2 unreasonable, or even denied entirely. The act of an attorney’s withdrawal from a case is often deemed an appropriate circumstance for paying fees – although because the case is still pending, a claimant must make the good faith/reasonable basis showing relevant to unsuccessful claims.

A claim’s reasonable basis is demonstrated through some objective evidentiary showing. Cottingham v. Sec’y of Health & Hum. Servs., 971 F.3d 1337, 1344 (Fed. Cir. 2020) (citing Simmons v. Sec’y of Health & Hum. Servs., 875 F.3d 632, 635 (Fed. Cir. 2017)). This objective inquiry is focused on the claim—counsel’s conduct is irrelevant (although it may bulwark good faith). Simmons, 875 F.3d at 635. Reasonable basis inquiries are not static—they evaluate not only what was known at the time the petition was filed, but also take into account what is learned about the evidentiary support for the claim as the matter progresses. Perreira v. Sec’y of Health & Hum. Servs., 33 F.3d 1375, 1377 (Fed. Cir. 1994) (upholding the finding that a reasonable basis for petitioners’ claims ceased to exist once they had reviewed their expert's opinion, which consisted entirely of unsupported speculation).

The standard for reasonable basis is lesser (and thus inherently easier to satisfy) than the preponderant standard applied when assessing entitlement, as cases that fail can still have sufficient objective grounding for a fees award. Braun v. Sec’y of Health & Hum. Servs., 144 Fed. Cl. 72, 77 (2019). The Court of Federal Claims has affirmed that “[r]easonable basis is a standard that petitioners, at least generally, meet by submitting evidence.” Chuisano v. Sec’y of Health & Hum. Servs., 116 Fed. Cl. 276, 287 (Fed. Cl. 2014) (internal quotations omitted) (affirming special master). The factual basis and medical support for the claim is among the evidence that should be considered. Carter v. Sec’y of Health & Hum. Servs., 132 Fed. Cl. 372, 378 (Fed. Cl. 2017). Under the Vaccine Act, special masters have “maximum discretion” in applying the reasonable basis standard. See, e.g., Silva v. Sec’y of Health & Hum. Servs., 108 Fed. Cl. 401, 401–02 (Fed. Cl. 2012).

Also, relevant herein are the standards governing interim awards—meaning fees awards issued while a case is still pending.

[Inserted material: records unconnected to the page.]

PR #11, opened 2011-10-08
make sure we build a 64 bits enabled platform on Darwin

benoitc:
This patch detect if 64 bits is supported and build erlang accordingly.


mrallen1:
This PR has been open for >4 years. I'm going to close it - if it's still a problem, please open a new issue.

PR #18, opened 2011-12-31
Make kerl work with OTP < R15B on newer Solarii

timclassic:
Tested on OpenIndiana oi_151a.  The embedded patch to inet_drv.c has been tested on Solaris 10 and newer, though GNU sed is necessary for kerl to function overall.

### DIFF
--- a/kerl
+++ b/kerl
@@ -288,6 +288,20 @@ do_git_build()
 
 do_build()
 {
+    assert_valid_release $1
+    assert_build_name_unused $2
+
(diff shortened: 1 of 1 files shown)


mrallen1:
Closing this because it's been incorporated into #138.

mrallen1:
@timclassic I know it's been forever and a day, but your PR was merged in #138. If you're still using Solaris and Erlang, it'd be awesome if you could test it. Thank you.

PR #43, opened 2013-03-20
Do not clear ENV config vars

yfyf:
According to the docs it is possible to configure kerl both by using `.kerlrc`
and passing ENV variables from the command-line, i.e.

    KERL_INSTALL_MANPAGES=yes ./kerl install <build> <path>

However the ENV vars were being cleared/overriden, so you could only use `.kerlrc`.

This fixes it.

### DIFF
--- a/kerl
+++ b/kerl
@@ -23,11 +23,13 @@
 
 ERLANG_DOWNLOAD_URL=http://www.erlang.org/download
 
-KERL_BASE_DIR="$HOME/.kerl"
-KERL_CONFIG="$HOME/.kerlrc"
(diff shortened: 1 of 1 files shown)


mrallen1:
Let's get this included after we figure out what the merge conflict is.

sanmiguel:
I have now rebased this branch, and fixed a related bug (2 more env vars were missed when backing up after reading `$KERL_CONFIG`) on top.

I shall close this PR and submit a new one from that rebased branch.

@yfyf thanks for the contribution!

PR #46, opened 2013-06-16
make _get_comp_words_by_ref more strong

mryufeng:


mrallen1:
Seems like this patch ensures that the `_get_comp_words_by_ref` function exists instead of blindly assuming it exists.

See generally Auch v. Sec'y of Health & Hum. Servs., No. 12- 673V, 2016 WL 3944701, at *6–9 (Fed. Cl. Spec. Mstr. May 20, 2016); Al-Uffi v. Sec'y of Health & Hum. Servs., No. 13-956V, 2015 WL 6181669, at *5–9 (Fed. Cl. Spec. Mstr. Sept. 30, 2015). It is well-established that a decision on entitlement is not required before fees or costs may be awarded. Fester v. Sec’y of Health & Hum. Servs., No. 10-243V, 2013 WL 5367670, at *8 (Fed. Cl. Spec. Mstr. Aug.